DATA EXTRACT =>
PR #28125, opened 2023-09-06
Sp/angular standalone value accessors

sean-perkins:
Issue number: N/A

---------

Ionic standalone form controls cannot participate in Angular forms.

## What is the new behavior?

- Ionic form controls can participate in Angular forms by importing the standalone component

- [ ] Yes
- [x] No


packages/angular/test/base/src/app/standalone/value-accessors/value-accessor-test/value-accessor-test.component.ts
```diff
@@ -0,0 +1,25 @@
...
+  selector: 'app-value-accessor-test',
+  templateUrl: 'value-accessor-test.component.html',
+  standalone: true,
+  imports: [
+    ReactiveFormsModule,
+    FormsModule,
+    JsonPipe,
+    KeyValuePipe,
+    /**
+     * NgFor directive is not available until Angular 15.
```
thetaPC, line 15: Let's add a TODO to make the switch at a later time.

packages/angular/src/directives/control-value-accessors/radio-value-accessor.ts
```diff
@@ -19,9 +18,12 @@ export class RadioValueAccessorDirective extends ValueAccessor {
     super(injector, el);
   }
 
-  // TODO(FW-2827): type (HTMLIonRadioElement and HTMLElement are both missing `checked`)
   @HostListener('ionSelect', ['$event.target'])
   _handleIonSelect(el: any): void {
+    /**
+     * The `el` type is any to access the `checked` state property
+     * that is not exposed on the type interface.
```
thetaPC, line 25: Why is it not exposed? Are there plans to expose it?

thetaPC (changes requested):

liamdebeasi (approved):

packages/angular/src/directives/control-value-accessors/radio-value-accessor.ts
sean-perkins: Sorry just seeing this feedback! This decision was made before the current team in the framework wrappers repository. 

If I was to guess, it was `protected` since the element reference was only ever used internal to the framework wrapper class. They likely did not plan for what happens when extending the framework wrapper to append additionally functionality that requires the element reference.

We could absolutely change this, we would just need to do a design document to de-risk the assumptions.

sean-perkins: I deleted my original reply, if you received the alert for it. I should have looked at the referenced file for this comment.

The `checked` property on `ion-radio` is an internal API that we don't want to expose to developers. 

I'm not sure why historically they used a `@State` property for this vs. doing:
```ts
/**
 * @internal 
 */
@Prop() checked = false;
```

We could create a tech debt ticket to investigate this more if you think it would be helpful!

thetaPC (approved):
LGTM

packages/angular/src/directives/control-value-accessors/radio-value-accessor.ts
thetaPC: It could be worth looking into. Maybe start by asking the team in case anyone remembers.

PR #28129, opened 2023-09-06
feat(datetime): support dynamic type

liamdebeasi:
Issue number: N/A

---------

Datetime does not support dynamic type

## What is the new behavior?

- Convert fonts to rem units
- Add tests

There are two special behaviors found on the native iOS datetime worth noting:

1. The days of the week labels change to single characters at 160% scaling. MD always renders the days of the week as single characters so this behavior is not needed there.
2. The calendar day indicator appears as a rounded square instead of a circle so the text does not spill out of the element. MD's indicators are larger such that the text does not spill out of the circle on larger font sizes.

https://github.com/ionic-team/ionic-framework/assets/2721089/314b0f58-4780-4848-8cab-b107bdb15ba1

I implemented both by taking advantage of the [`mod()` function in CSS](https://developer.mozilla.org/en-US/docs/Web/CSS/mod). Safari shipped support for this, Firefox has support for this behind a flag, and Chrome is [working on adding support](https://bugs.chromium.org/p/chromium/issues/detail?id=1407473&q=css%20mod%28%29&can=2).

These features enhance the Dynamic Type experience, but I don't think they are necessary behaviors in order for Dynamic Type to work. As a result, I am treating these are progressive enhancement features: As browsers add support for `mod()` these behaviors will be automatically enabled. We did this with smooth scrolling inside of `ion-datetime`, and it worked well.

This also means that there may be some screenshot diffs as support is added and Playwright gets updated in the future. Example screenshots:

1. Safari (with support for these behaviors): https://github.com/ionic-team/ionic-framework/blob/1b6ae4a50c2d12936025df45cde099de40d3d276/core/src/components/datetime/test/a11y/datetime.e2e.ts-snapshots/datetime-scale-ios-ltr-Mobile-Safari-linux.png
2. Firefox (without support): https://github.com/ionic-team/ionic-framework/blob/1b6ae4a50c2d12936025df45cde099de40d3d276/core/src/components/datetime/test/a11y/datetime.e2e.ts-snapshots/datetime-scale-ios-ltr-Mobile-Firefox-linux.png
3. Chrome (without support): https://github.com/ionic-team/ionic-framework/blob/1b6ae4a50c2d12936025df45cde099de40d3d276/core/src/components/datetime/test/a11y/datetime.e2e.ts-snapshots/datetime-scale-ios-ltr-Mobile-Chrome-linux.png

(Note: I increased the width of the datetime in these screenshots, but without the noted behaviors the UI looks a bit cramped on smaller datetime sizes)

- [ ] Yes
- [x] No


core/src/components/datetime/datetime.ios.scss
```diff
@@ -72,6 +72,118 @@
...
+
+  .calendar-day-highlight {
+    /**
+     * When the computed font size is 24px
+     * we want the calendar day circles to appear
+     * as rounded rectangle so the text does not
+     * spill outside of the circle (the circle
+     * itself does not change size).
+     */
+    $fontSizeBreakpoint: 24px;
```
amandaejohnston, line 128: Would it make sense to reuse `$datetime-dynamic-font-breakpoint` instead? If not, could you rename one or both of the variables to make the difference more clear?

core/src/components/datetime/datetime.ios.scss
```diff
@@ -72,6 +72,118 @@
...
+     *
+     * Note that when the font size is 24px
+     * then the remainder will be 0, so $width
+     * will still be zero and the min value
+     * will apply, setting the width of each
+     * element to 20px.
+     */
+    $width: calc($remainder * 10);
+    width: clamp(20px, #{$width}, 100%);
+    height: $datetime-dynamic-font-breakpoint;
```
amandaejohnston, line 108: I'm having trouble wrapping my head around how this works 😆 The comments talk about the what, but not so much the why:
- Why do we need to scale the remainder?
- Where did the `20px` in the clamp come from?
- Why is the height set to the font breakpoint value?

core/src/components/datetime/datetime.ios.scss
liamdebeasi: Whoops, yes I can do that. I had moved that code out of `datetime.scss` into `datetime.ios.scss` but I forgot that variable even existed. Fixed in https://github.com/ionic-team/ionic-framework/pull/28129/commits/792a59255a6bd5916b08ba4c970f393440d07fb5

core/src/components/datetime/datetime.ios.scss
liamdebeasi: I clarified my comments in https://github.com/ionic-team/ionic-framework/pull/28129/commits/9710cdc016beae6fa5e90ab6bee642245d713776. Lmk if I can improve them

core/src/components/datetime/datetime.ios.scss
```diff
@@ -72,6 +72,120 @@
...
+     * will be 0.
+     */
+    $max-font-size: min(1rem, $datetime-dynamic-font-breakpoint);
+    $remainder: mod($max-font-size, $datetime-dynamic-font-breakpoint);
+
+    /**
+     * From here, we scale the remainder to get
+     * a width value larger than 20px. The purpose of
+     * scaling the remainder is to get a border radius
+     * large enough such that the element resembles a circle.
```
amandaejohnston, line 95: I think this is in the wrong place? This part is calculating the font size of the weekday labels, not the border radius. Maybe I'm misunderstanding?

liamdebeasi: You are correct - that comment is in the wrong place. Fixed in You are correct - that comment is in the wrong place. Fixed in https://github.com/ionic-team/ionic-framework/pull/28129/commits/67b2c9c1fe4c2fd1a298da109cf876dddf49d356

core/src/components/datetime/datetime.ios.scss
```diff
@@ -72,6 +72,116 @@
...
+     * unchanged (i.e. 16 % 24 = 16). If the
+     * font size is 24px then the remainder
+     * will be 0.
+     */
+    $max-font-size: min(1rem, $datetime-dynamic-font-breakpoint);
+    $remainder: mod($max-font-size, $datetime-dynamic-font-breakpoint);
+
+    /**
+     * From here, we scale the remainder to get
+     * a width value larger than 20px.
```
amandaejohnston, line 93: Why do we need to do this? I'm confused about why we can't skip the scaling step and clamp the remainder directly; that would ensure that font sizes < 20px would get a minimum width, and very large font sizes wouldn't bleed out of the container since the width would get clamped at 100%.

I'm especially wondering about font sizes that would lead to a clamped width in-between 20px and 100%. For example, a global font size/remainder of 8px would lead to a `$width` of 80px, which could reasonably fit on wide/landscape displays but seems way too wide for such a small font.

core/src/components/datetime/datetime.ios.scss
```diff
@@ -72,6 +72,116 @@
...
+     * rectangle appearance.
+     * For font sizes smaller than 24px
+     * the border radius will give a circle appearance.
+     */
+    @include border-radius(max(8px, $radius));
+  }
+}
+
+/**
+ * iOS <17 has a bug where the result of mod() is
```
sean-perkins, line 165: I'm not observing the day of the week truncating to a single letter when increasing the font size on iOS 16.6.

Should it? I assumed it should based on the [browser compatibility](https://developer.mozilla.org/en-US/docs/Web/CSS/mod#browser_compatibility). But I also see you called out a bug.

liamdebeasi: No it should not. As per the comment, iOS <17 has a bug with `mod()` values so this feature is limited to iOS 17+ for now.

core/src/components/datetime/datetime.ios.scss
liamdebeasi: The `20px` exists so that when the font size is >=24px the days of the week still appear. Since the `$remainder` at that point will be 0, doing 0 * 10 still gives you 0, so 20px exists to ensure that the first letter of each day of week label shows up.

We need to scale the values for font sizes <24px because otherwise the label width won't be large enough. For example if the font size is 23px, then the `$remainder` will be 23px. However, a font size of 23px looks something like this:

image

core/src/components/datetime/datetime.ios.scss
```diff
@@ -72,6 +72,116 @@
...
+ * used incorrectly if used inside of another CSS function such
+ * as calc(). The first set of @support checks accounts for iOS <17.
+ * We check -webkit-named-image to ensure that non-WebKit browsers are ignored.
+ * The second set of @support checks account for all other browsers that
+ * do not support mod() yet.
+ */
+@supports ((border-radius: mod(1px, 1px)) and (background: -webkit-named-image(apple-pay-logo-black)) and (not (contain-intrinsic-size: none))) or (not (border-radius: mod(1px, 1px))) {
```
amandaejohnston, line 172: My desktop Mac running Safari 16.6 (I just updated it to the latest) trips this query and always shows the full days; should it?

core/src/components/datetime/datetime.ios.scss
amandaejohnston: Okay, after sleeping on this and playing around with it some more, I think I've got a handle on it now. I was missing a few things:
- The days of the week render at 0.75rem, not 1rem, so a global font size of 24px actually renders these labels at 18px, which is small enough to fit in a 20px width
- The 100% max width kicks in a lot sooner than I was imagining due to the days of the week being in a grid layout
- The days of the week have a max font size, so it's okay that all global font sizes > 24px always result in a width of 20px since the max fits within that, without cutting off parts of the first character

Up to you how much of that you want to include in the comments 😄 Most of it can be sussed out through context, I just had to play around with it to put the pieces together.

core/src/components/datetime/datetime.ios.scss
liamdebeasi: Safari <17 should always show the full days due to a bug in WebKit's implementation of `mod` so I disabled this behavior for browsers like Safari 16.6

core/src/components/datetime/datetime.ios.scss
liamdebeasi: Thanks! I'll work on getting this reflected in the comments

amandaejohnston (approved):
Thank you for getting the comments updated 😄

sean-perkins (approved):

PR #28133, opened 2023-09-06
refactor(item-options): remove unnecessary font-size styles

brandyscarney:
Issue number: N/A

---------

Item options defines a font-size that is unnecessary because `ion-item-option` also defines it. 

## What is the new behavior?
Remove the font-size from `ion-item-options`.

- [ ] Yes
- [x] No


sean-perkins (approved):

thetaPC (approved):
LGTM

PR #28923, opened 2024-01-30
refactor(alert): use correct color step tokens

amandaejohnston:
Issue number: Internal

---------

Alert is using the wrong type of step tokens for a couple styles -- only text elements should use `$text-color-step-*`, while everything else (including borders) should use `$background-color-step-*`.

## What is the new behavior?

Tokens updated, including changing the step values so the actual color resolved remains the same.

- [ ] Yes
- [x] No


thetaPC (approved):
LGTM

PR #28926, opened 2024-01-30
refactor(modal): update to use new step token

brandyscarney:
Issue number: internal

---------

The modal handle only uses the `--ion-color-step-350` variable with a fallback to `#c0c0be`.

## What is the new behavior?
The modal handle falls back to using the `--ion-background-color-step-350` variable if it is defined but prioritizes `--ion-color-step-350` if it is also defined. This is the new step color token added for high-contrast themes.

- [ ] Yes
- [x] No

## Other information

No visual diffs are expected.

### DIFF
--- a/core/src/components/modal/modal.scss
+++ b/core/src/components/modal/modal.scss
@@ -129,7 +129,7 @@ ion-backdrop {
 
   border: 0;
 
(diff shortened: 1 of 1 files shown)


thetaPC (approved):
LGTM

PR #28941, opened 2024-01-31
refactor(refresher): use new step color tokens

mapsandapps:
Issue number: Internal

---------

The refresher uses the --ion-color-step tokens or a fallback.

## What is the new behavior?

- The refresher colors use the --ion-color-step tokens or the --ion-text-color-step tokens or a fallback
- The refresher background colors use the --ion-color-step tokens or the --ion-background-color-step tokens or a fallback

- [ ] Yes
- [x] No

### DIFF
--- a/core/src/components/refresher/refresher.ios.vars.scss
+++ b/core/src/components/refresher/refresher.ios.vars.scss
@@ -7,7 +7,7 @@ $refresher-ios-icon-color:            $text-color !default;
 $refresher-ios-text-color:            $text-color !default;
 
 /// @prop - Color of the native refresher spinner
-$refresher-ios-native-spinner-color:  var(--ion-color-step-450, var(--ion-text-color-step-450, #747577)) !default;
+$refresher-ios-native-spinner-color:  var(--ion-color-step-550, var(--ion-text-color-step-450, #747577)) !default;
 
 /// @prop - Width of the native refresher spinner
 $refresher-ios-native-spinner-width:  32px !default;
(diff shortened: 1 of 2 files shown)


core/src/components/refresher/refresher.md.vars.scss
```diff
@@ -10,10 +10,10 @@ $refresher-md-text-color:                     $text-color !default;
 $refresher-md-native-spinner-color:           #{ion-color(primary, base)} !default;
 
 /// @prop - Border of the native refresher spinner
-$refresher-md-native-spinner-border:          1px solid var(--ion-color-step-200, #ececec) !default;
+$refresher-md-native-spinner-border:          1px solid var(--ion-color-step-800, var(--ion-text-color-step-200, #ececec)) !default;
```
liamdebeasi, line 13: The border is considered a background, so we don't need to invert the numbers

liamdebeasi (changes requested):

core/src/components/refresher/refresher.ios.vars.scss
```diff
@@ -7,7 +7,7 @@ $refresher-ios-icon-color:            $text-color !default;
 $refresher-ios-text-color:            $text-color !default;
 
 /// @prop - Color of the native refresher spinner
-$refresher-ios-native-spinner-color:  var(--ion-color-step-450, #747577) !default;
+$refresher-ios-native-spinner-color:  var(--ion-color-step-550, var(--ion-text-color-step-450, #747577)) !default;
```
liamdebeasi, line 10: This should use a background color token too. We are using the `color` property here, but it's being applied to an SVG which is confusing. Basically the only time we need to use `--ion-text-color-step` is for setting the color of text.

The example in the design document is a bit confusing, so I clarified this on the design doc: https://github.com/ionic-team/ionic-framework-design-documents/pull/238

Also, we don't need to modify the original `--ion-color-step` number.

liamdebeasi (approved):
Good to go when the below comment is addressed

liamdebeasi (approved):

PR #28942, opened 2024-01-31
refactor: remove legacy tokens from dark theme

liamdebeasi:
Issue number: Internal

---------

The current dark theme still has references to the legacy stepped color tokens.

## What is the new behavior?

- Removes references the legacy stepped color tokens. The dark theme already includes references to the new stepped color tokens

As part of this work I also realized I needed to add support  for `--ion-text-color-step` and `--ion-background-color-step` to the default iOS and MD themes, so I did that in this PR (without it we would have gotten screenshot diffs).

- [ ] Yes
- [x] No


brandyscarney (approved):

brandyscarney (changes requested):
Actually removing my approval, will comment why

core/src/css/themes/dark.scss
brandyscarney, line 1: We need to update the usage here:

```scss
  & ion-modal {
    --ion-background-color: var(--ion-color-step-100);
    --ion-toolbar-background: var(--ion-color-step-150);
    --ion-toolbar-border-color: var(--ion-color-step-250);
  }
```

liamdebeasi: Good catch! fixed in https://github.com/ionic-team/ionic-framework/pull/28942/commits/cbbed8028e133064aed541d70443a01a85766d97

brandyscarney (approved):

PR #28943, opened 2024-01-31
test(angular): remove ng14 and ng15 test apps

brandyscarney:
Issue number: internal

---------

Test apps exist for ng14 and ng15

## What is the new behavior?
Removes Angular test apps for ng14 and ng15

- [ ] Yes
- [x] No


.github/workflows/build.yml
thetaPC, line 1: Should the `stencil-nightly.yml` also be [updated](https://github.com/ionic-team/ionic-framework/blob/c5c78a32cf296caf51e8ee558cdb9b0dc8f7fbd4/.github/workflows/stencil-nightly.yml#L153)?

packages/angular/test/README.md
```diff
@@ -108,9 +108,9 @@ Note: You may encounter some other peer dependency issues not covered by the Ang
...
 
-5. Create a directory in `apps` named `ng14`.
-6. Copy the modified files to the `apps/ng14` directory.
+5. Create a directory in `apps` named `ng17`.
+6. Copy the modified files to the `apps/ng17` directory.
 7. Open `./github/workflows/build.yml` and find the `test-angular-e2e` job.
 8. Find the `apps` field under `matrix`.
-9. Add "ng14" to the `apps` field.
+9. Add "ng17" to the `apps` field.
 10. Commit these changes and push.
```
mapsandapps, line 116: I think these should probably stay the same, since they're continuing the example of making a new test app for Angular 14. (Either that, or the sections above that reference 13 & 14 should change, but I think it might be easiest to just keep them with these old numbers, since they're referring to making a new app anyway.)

ACTIVITY => Quote exactly the first line of the data and every line after it through the one holding "We could absolutely".

YOUR SOLUTION =>
PR #28125, opened 2023-09-06
Sp/angular standalone value accessors

sean-perkins:
Issue number: N/A

---------

Ionic standalone form controls cannot participate in Angular forms.

## What is the new behavior?

- Ionic form controls can participate in Angular forms by importing the standalone component

- [ ] Yes
- [x] No


packages/angular/test/base/src/app/standalone/value-accessors/value-accessor-test/value-accessor-test.component.ts
```diff
@@ -0,0 +1,25 @@
...
+  selector: 'app-value-accessor-test',
+  templateUrl: 'value-accessor-test.component.html',
+  standalone: true,
+  imports: [
+    ReactiveFormsModule,
+    FormsModule,
+    JsonPipe,
+    KeyValuePipe,
+    /**
+     * NgFor directive is not available until Angular 15.
```
thetaPC, line 15: Let's add a TODO to make the switch at a later time.

packages/angular/src/directives/control-value-accessors/radio-value-accessor.ts
```diff
@@ -19,9 +18,12 @@ export class RadioValueAccessorDirective extends ValueAccessor {
     super(injector, el);
   }
 
-  // TODO(FW-2827): type (HTMLIonRadioElement and HTMLElement are both missing `checked`)
   @HostListener('ionSelect', ['$event.target'])
   _handleIonSelect(el: any): void {
+    /**
+     * The `el` type is any to access the `checked` state property
+     * that is not exposed on the type interface.
```
thetaPC, line 25: Why is it not exposed? Are there plans to expose it?

thetaPC (changes requested):

liamdebeasi (approved):

packages/angular/src/directives/control-value-accessors/radio-value-accessor.ts
sean-perkins: Sorry just seeing this feedback! This decision was made before the current team in the framework wrappers repository. 

If I was to guess, it was `protected` since the element reference was only ever used internal to the framework wrapper class. They likely did not plan for what happens when extending the framework wrapper to append additionally functionality that requires the element reference.

We could absolutely change this, we would just need to do a design document to de-risk the assumptions.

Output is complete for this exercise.